One of the basic tenets of usability is to answer user questions clearly and concisely. One concrete technique is to use placeholder strings liberally in messages (typically coded in C-like languages as "%s" for strings or "%d" for numbers).
This notion pops into my head whenever I'm doing anything significant in SQL*Plus. Here's a condensed excerpt from a typical log file of mine. The questions that run through my mind aren't that deep -- what table is being updated? What index, package, procedure, etc. is being created? It seems redundant for me to have to put that information into PROMPT commands.
34094 rows updated.
Commit complete.
Index created.
Table truncated.
Package created.
Package body created.
No errors.
Package created.
No errors.
Function created.
No errors.
Procedure created.
No errors.
I never pushed too hard though to get a change like this into SQL*Plus, because just imagine how many test cases and automated builds expect to see some exact sequence of output that would suddenly be different. I expect it would require some sort of SET option within SQL*Plus, which in turn would involve new documentation, a long adoption cycle, scripts that used the new SET option would throw errors for older versions of SQL*Plus... all of a sudden it's not so clean.

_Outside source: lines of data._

PR #10765, opened 2023-10-16
docs(discoveryengine): Create Multi-Turn Search Sample

holtskinner:
## Description

- Add Sample for Multi-Turn Search (Conversational Search)
- https://cloud.google.com/generative-ai-app-builder/docs/multi-turn-search

### DIFF
--- a/discoveryengine/multi_turn_search_sample_test.py
+++ b/discoveryengine/multi_turn_search_sample_test.py
@@ -15,43 +15,28 @@
 
 import os
 
-from discoveryengine import search_sample
+from discoveryengine import multi_turn_search_sample
 
 project_id = os.environ["GOOGLE_CLOUD_PROJECT"]
-search_query = "Google"
+search_queries = ["What is Google?", "What was their revenue in 2021?"]
 
 
-def test_search():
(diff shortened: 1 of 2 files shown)


discoveryengine/multi_turn_search_sample_test.py
```diff
@@ -0,0 +1,42 @@
...
+
+    assert responses
+
+    for response in responses:
+        assert response.reply
+        assert response.conversation
+        assert response.search_results
+
+        for result in response.search_results:
+            assert result.document.name
```
leahecole, line 42: Just double checking because I'm unfamiliar with the product - Is the reason you're just asserting truthiness that the response can vary? As long as these variables are defined, it's considered good?

kweinmeister (approved):

discoveryengine/multi_turn_search_sample_test.py
holtskinner: Correct, the response can vary depending on the data and how the search ranking orders the responses.

m-strzelczyk (approved):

Another possibility for this usability technique is the set of database error messages. How many messages say that some limit has been exceeded, or there's a problem with some object, where the erroneous thing that was encountered, or the correct thing that was expected, is never specified?
Again, test cases are difficult to change. Extensive error messages are also tricky for translation, because maybe the placeholder needs to be moved around because of different sentence structures in different languages. Maybe the value of the placeholder causes a ripple effect elsewhere in the message, as with the "le / la" distinction in French depending on whether a noun is considered masculine or feminine.

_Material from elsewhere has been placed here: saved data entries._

PR #10767, opened 2023-10-17
feature: samples for Cloud Tasks http queues

engelke:


rsamborski (commented):
Is there a reason for putting these samples in `cloud_tasks` directory instead of `cloud_tasks/snippets` where others are already located?

iennae:
@rsamborski the snippets subdirectory is inherited from migration. I don't know if we have an explicit plan to put all snippets within a subdirectory of product.

cloud_tasks/http_queues.py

The lesson here is that these little touches are important to bake in from the beginning.
Security is another consideration that wasn't so obvious when the usability bibles were being written. If someone can induce an application to print a < character where one isn't expected, and the output is written to a web page, presto an attacker can construct a string to be echoed in an error message with a <script>, <iframe>, or other tag that can change the contents of the page as part of a cross-site scripting attack. So there's an extra level of scrutiny for every message string, to ensure that it doesn't have disallowed characters, that the substitution text isn't too long, and so on.